On-Call Nightmares With Jay Gordon

Posted on Tuesday, Jan 7, 2020
Jay Gordon is the host of the popular On-Call Nightmares podcast. Matt and Jay discuss some of the stories Jay has heard, as well as how on-call has changed over the years.

Show Notes

“All these conversations at the bar…why is nobody recording them?” - Jay Gordon, the host of the popular On-Call Nightmares podcast, talking about where the idea for the show came from.

One of the biggest myths is that on-call is just an extra part of a SRE or sysadmin’s job. That it’s not really a big part of their duties. It’s just a thing you do; it hasn’t always been taken seriously, especially the impact of being on-call to the individual.

Remember - on-call isn’t just for ops or SRE. Andrew Clay Shafer used to describe himself as a “conscientious developer”, even prior to the ideas of DevOps. Because he thought about things this way, it caused him to be a better developer, and this heavily contributed to the foundation of the DevOps movement.

Software engineers are often resistent to being on-call because of what they think it means - based on the horror stories they hear from their coworkers and friends who work in Ops.

How has on-call changed?

Jay: “Automation has made so much of the difference”

Well-documented automation makes it easier to track down what might be contributing to issues. Having things watching what is going on through the deployment process and watching what’s going on. We have a greater ability to spin up replacement systems, too.

We are changing from a model of having one team who is on-call for everything inside the business; now it is more about selected domain experts on call for the thing they know really well. Being on-call as a developer, you know you are only being called about things you know about. Additionally, the more people that go on call, it’s much less actual impact to all the folks who are on-call. So the experience is a lot different. “We’ve reduced the individual blast radius by distributing it” - Jay.

“The beautiful thing about going on-call is you get to go off-call. If you aren’t on-call, I have news for you - you’re always on-call” - Matt. It’s very relieving to know you are not on call, so you don’t have to worry that someone will call you. “Trust me - your ops team knows how to find you, and they will” - Matt.

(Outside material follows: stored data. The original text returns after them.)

PR #3063, opened 2021-04-09
Revert "Fix #1824: Lowfi story activity tablet"

rt4914:
Reverts oppia/oppia-android#2993

PR #2993, opened 2021-03-23
Fix #1824: Lowfi story activity tablet

rt4914:
## Explanation

Fixes #1824 : Lowfi UI fixes in Story Activity Tablet

### Mocks
https://xd.adobe.com/view/d405de00-a871-4f0f-73a0-f8acef30349b-a234/screen/64ef596d-f0ee-48fe-afc2-2ae40367e382/
https://xd.adobe.com/view/d405de00-a871-4f0f-73a0-f8acef30349b-a234/screen/d70a3ade-826a-4ac6-95e6-907a24d7b896/

## Checklist

- [x] The PR title starts with "Fix #bugnum: ", followed by a short, clear summary of the changes. (If this PR fixes part of an issue, prefix the title with "Fix part of #bugnum: ...".)
- [x] The PR explanation includes the words "Fixes #bugnum: ..." (or "Fixes part of #bugnum" if the PR only partially fixes an issue).
- [x] The PR follows the [style guide](https://github.com/oppia/oppia-android/wiki/Coding-style-guide).
- [x] The PR does not contain any unnecessary auto-generated code from Android Studio.
- [x] The PR is made from a branch that's **not** called "develop".
- [x] The PR is made from a branch that is up-to-date with "develop".
- [x] The PR's branch is based on "develop" and not on any other branch.
- [x] The PR is **assigned** to an appropriate reviewer in both the **Assignees** and the **Reviewers** sections.

PR #3066, opened 2021-04-09
Fix #1824: Lowfi story activity tablet

### LINKED ISSUE #1824: Lowfi: Tablet: StoryActivity Landscape + Portrait
This issue is tracking the full low-fi work of `StoryActivity` Tablet (Landscape + Portrait)

Mock: https://xd.adobe.com/view/d405de00-a871-4f0f-73a0-f8acef30349b-a234/screen/64ef596d-f0ee-48fe-afc2-2ae40367e382/
https://xd.adobe.com/view/d405de00-a871-4f0f-73a0-f8acef30349b-a234/screen/d70a3ade-826a-4ac6-95e6-907a24d7b896/

Major work items:
- [ ] Vertical dash line with progress
- [x] Inactive card - lock/blur effect.
- [ ] RTL Supportive
**Note : Please test UI for RTL support, prior to merging this fix.**

rt4914:
## Explanation

Fixes #1824: Lowfi story activity tablet

This PR was approved and merged in #2993 but one of Bazel checks was failing and therefore reverted back in #3063 

## Checklist


BenHenning:
Ah. I think I know why the Bazel build is failing for ImageViewBindingAdaptersTest @rt4914. We perform a genrule for all utilities that need their R imports to be changed (due to the source files currently depending on Gradle's packaging layout), and this results in a rename of the file. In this case, the build graph is actually using ImageViewBindingAdapters_updates not ImageViewBindingAdapters, and because it's a utility file and not a class the symbol is wrong when referencing it.

Could we maybe use a databinding-enabled layout to reference the adapters by their adapter name (e.g. ``android:src`` for ``setImageDrawable``) for each of the different test cases & test them that way? This is a more correct utilization of the utility, anyway, since we shouldn't be calling it directly. It should hopefully be straightforward to do this in Gradle.

Once that's working, I can take an attempt on trying to make this work for Bazel as well (which will require additional work since at the moment we don't support databinding in tests, but I think this will be possible since we'll need to introduce new test-only layouts to make the above work).

Please let me know if you don't think this could work.

rt4914:
> Ah. I think I know why the Bazel build is failing for ImageViewBindingAdaptersTest @rt4914. We perform a genrule for all utilities that need their R imports to be changed (due to the source files currently depending on Gradle's packaging layout), and this results in a rename of the file. In this case, the build graph is actually using ImageViewBindingAdapters_updates not ImageViewBindingAdapters, and because it's a utility file and not a class the symbol is wrong when referencing it.
> 
> Could we maybe use a databinding-enabled layout to reference the adapters by their adapter name (e.g. `android:src` for `setImageDrawable`) for each of the different test cases & test them that way? This is a more correct utilization of the utility, anyway, since we shouldn't be calling it directly. It should hopefully be straightforward to do this in Gradle.
> 
> Once that's working, I can take an attempt on trying to make this work for Bazel as well (which will require additional work since at the moment we don't support databinding in tests, but I think this will be possible since we'll need to introduce new test-only layouts to make the above work).
> 
> Please let me know if you don't think this could work.

@BenHenning I understand the cause of the error.
To understand the solution correctly: I should create a separate activity which will be used for testing right?

BenHenning:
> > Ah. I think I know why the Bazel build is failing for ImageViewBindingAdaptersTest @rt4914. We perform a genrule for all utilities that need their R imports to be changed (due to the source files currently depending on Gradle's packaging layout), and this results in a rename of the file. In this case, the build graph is actually using ImageViewBindingAdapters_updates not ImageViewBindingAdapters, and because it's a utility file and not a class the symbol is wrong when referencing it.
> > Could we maybe use a databinding-enabled layout to reference the adapters by their adapter name (e.g. `android:src` for `setImageDrawable`) for each of the different test cases & test them that way? This is a more correct utilization of the utility, anyway, since we shouldn't be calling it directly. It should hopefully be straightforward to do this in Gradle.
> > Once that's working, I can take an attempt on trying to make this work for Bazel as well (which will require additional work since at the moment we don't support databinding in tests, but I think this will be possible since we'll need to introduce new test-only layouts to make the above work).
> > Please let me know if you don't think this could work.
> 
> @BenHenning I understand the cause of the error.
> To understand the solution correctly: I should create a separate activity which will be used for testing right?

That might be needed. I think the important thing is setting up the separate layout that references the adapters. If that needs a new test activity, then we should also introduce that.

On-call requirements are different

Not every company or service requires 24 hour on-call support. When you are thinking about where you want to work, consider this. That said, if you do work for an organization that provides a service around the clock, on-call is likely a part of that job, and everyone should consider it part of their service ownership. But ultimately, make the decision for the role that works for you. It’s less about the title or role, than it is for the type of company or organization and what they need. As Jay points out, “in the end, we are all just people, and we have basic requirements - like eating, having water, getting enough sleep, and spending time with people we like. On-call should still let you do these things”.

A good question to ask when getting into a role that has a on-call component, is ask “how are incident responders rotated off of an incident?” Responders stop being effective after a couple of hours - understanding things like “what’s the size of the rotation?”, “what are the expectations of a responder during an incident?”, are much more important to know than “how often will I get paged?”

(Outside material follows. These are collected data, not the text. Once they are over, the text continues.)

PR #2929, opened 2021-03-16
Fixes #2628: Reading Text Size[A11y]

Arjupta:
## Explanation
Fixes #2628 based on the mock provided [here](https://github.com/oppia/oppia-android/issues/2628#issuecomment-778538267)

|New Layout|Accessibility Scan|
|:-:|:-:|
|111349733-68275280-86a7-11eb-959f-accf17d8ef4f|Screenshot_1616252207|

Tests passing- 

Untitled

## Checklist

- [x] The PR title starts with "Fix #bugnum: ", followed by a short, clear summary of the changes. (If this PR fixes part of an issue, prefix the title with "Fix part of #bugnum: ...".)
- [x] The PR explanation includes the words "Fixes #bugnum: ..." (or "Fixes part of #bugnum" if the PR only partially fixes an issue).
- [x] The PR follows the [style guide](https://github.com/oppia/oppia-android/wiki/Coding-style-guide).
- [x] The PR does not contain any unnecessary auto-generated code from Android Studio.
- [x] The PR is made from a branch that's **not** called "develop".
- [x] The PR is made from a branch that is up-to-date with "develop".
- [x] The PR's branch is based on "develop" and not on any other branch.
- [x] The PR is **assigned** to an appropriate reviewer in both the **Assignees** and the **Reviewers** sections.

PR #3114, opened 2021-04-22
Fix #3103: Segregate OptionsFragment tests

### LINKED ISSUE #3103: Test Segregation in OptionsFragmentTest
Currently in `OptionsFragmentTest` tests are working across multiple activities but thats not correct.
Each file should contain tests only related to that file and should not check functionalities of other activities.

Segregate tests of OptionsFragmentTest into 
- OptionsFragmentTest
- AudioLanguageFragmentTest
- AppLanguageFragmentTest

Also we should add more tests to make sure that we are able to hit 100% code coverage for these files which means that if we combine all tests than they should have traversed/used each line written for the functionality.

Sparsh1212:
## Explanation

Fixes #3103: Tests Segregation in OptionsFragmentTest

Espresso Test results snapshots:

image
image
image
image
image
image
image
image

## Checklist


Sparsh1212:
@rt4914 
I have completed the Part-A of the issue which involves:
1. Write a test in OptionsFragmentTest to check that the correct default Language is displayed in the recycler view of the Options file. (Repeat this a total of three times to check for App Language, Audio Language, and ReadingTextSize)
2. Repeat the above three tests for a configuration change.
3. Write a test for clicking an item in the Options Recycler View and check if it is sending the correct intent based on the default Language (Repeat this three times to check for App Language, Audio Language, and ReadingTextSize)
4. Also, repeat the above three tests (Point number three) for a configuration change.

Will proceed to Part-B of the issue after getting an initial pass on Part-A.

app/src/sharedTest/java/org/oppia/android/app/options/OptionsFragmentTest.kt
```diff
@@ -206,118 +207,289 @@ class OptionsFragmentTest {
...
+            "English"
+          ),
+          hasComponent(AudioLanguageActivity::class.java.name)
+        )
+      )
+    }
+  }
+
+  @Test
+  fun openOptionsActivity_configChange_selectAudioLanguage_showAudioLanguageActivitySuccessfully() {
```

How to avoid having an on-call nightmare

Jay: “It always comes down to tech debt. It’s amazing how much tech debt comes down to a lack of documentation. It becomes one of those scary parts that if it falls down, nobody will know what to do”


Jay Gordon

Jay Gordon

Jay Gordon is a Senior Cloud Ops Advocate with the Microsoft Azure Advocates. He and the rest of the Advocacy team are focused on helping Developers and Ops teams get the most out of their cloud experience with Microsoft Azure. Prior to Microsoft, Jay was part of teams at DigtialOcean, BuzzFeed and MongoDB. Jay lives in New York City with his wife and has a goofy pug named Rico.


Matt Stratton

Matt Stratton

Matt Stratton is a DevOps Advocate at PagerDuty, where he helps dev and ops teams advance the practice of their craft and become more operationally mature. He collaborates with PagerDuty customers and industry thought leaders in the broader DevOps community, and back in the day, his license plate actually said “DevOps”.

Matt has over 20 years experience in IT operations, ranging from large financial institutions such as JPMorganChase and internet firms, including Apartments.com. He is a sought-after speaker internationally, presenting at Agile, DevOps, and ITSM focused events, including ChefConf, DevOpsDays, Interop, PINK, and others worldwide. Matty is the founder and co-host of the popular Arrested DevOps podcast, as well as a global organizer of the DevOpsDays set of conferences.

He lives in Chicago and has three awesome kids, whom he loves just a little bit more than he loves Doctor Who. He is currently on a mission to discover the best phở in the world.